Excel ignores empty cells and cells containing text when using VAR.S or VAR.P. If you need text values like "TRUE" or "FALSE" treated as 1 and 0, switch to VARA or VARPA.

Practical Step-by-Step Example

Say you have monthly sales figures in cells B2 through B13 (one year of data) and want to understand how much those numbers vary month to month.

  1. Click an empty cell where you want the result
  2. Type =VAR.S(B2:B13)
  3. Press Enter

Excel returns a single number — the variance. A result of 12,500, for instance, means the squared average deviation from your mean monthly sales is 12,500 units. That number is harder to interpret intuitively, which is why many analysts follow up variance with standard deviation (the square root of variance) using STDEV.S — it returns the spread in the same units as your original data.

When You Might Use VARA or VARPA

The VARA and VARPA functions become relevant when your dataset includes logical values (TRUE/FALSE) or text representations of numbers stored in cells. VARA treats TRUE as 1, FALSE as 0, and text as 0. This matters in datasets built from survey responses, conditional flags, or imported data where values weren't entered as clean numbers.

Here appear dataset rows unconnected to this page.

PR #501, opened 2026-07-10
fix(ast-grep): align generated config with project-first same-ID precedence (closes #497)

### LINKED ISSUE #497: fix(ast-grep): align generated config with project-first same-ID precedence
## Problem

Pi-lens has two ast-grep rule-discovery surfaces with different same-ID precedence:

- the in-process NAPI runner deduplicates project and bundled rules project-first;
- the generated raw ast-grep/LSP configuration can include both files when a project rule and a bundled rule share an ID.

Raw `sg` then rejects the generated configuration because rule IDs must be unique, so the LSP path does not honor the same override contract as NAPI.

## Expected behavior

1. A project rule with ID `X` overrides a bundled rule with ID `X`.
2. Generated raw ast-grep/LSP configuration includes only the winning project rule.
3. NAPI and LSP select the same winner.
4. Unique project and bundled rules remain available in deterministic order.
5. Same-layer duplicates remain visible as errors rather than being silently hidden.
6. Secondary bundled rule directories retain their documented precedence.
7. Fresh and cached diagnostics agree on the winner.

## Non-goals

- Renaming project rules.
- Weakening duplicate-ID validation globally.
- Suppressing `sg` errors.
- Broad runner architecture changes.

apmantza:
## Summary
- The in-process NAPI ast-grep runner (`evaluateAstGrepRules`) has always deduped same-id rules project-first (project rule dirs win a same-`id` collision against bundled rule dirs). The generated raw sgconfig used by the ast-grep LSP (`clients/sgconfig.ts`'s `resolveBaselineSgconfig`) instead listed the project and bundled rule dirs side-by-side in `ruleDirs` — verified with a real `sg scan` repro that raw ast-grep hard-errors ("Duplicate rule id") the moment two `ruleDirs` entries share an id, rejecting the whole config.
- `resolveBaselineSgconfig` now materializes a single merged rule directory (doc-level dedup, so multi-rule YAML files are handled correctly) built from a single project-first-ordered dir list (`shippedRuleDirsInPrecedenceOrder`), which the NAPI runner now also derives from — so the two surfaces can never drift and pick different winners.
- Same-layer duplicates (two files in the *same* source dir sharing an id) are copied through unmodified, so `sg` still hard-errors on those exactly as before — only the cross-layer (project vs. bundled) collision is resolved.
- The merged directory is fingerprinted against source-dir mtimes, so a mid-session project rule addition/change invalidates the cached config instead of serving a stale winner set.
- Files are copied (never symlinked/junctioned) — Windows has no unprivileged file symlinks, and junctions are directory-level only, so copying is the cross-platform-safe mechanism for filtering individual rule files out of a merged view.

Reported by @anasalsbey-glitch.

## Test plan
- [x] Reproduced the bug directly against the real `sg` CLI (a project rule dir shadowing a bundled rule id → `sg scan` exits 8 with "Duplicate rule id")
- [x] Confirmed the fix's generated config passes `sg scan` cleanly, with the project rule winning
- [x] `tests/clients/sgconfig.test.ts` — new cases: project override wins (points 1/2/3), unique rules from both layers survive (point 4), same-layer duplicates still produce two files for `sg` to error on (point 5), and a mid-session project rule change invalidates + re-resolves the cache to the same winner a fresh resolution would produce (point 7)
- [x] `npm run build`
- [x] `npm test` (full suite: 3136 passed, 9 skipped)
- [x] `npm run lint`
- [x] CHANGELOG.md `[Unreleased]` entry added


anasalsbey-glitch:
Thanks for fixing and merging #497.

While validating the project-rule precedence behavior, I found a few follow-up cases that may still be worth covering:

- the config materializer and NAPI YAML loader appear to scan only immediate `.yml` files, while secondary rule catalogs such as CodeRabbit are nested under language directories;
- cache invalidation based on source-directory mtimes may miss edits to an existing rule file, including equal-size changes or changes with a preserved mtime;
- generated config/rule artifacts are process-scoped and resolution still depends on `process.cwd`, which may affect nested workspaces or multiple workspace roots in one process;
- same-layer duplicates remain raw `sg` errors, while the NAPI path appears to select the first definition instead of returning an equivalent blocking configuration diagnostic.

I have generic regression coverage available for nested rule discovery, equal-size/preserved-mtime edits, workspace-root isolation, and raw LSP/NAPI parity.

Would you welcome a narrowly scoped follow-up PR for any of these cases? I can split the work into smaller PRs if preferred.

apmantza:
a PR would be great!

If your data is purely numeric — which covers most spreadsheet work — VAR.S and VAR.P are cleaner and less likely to produce unexpected results from stray non-numeric entries.

Factors That Affect Which Function Fits Your Work 🎯

Several variables shape which variance approach makes sense:

  • Dataset size: With hundreds of data points, sample vs. population variance produces nearly identical results. With 10–20 points, the difference is meaningful.
  • Data source: Survey data and scientific samples call for VAR.S. Census-style or complete records call for VAR.P.
  • Data cleanliness: Mixed data types (text in numeric columns) require VARA/VARPA or a cleanup step first.
  • Downstream use: If you're feeding variance into further statistical calculations — regression, confidence intervals, hypothesis testing — the sample/population distinction carries forward and compounds.
  • Excel version: Files shared with users on Excel 2007 or earlier may need the legacy VAR/VARP functions to avoid compatibility issues.

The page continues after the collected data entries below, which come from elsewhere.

PR #516, opened 2026-07-10
fix(ast-grep): harden project rule precedence follow-ups

anasalsbey-glitch:
## Summary

- complete the remaining project-rule precedence edge cases identified after #501
- keep raw ast-grep/LSP and NAPI discovery behavior aligned
- add focused regression coverage for recursive rule discovery, content-aware caches, workspace-root isolation, and same-layer duplicate diagnostics

## Context

PR #501 fixed the core project-versus-bundled same-ID collision. This follow-up covers only the additional cases discussed with the maintainer after that merge.

The shared discovery order is project primary → project secondary/CodeRabbit → bundled native → bundled CodeRabbit. Project rule trees are discovered recursively and fingerprinted by relative path plus content, generated artifacts are keyed per workspace root, and same-layer duplicates remain raw `sg` errors while NAPI now reports an equivalent blocking configuration diagnostic.

## Validation

- `npx vitest run tests/clients/sgconfig.test.ts tests/clients/ast-grep-rule-precedence-followups.test.ts --reporter=dot` — 16 passed
- physical no-space ast-grep fixture/runner/tool suite — 203 passed, 2 skipped
- physical no-space `npm test` — 3183 passed, 12 skipped
- `npx vitest run tests/clients/runtime-session-warm.test.ts --reporter=verbose` in normal/full mode — 5 passed
- `npm run build`
- `npm run build:dist`
- `npm run lint`
- `npm run check:lockfile`
- `npm run changelog:check`
- `npm run docs:rule-catalogs -- --check`
- `git diff --check`

Cold synthesized-config generation measured 57.78 ms; warm cache resolution measured 0.12 ms median; resolving a second workspace root measured 37.48 ms with distinct artifacts.

## Scope

No project-specific exception, TS/JS twin-deduplication change, path-harness cleanup, installed-package change, or application behavior is included.

Refs #497


apmantza:
many thanks @anasalsbey-glitch. merged!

Variance Across Different User Scenarios

A small business owner tracking monthly expenses is almost certainly working with a complete dataset — all their expenses — making VAR.P technically appropriate. A data analyst pulling customer transaction records from a database as a random sample should reach for VAR.S. A student analyzing a lab experiment with five measurements is dealing with a sample, even if it doesn't feel like one.

The function that's "correct" changes entirely based on what the data represents and how the results will be used — not just on what the numbers look like.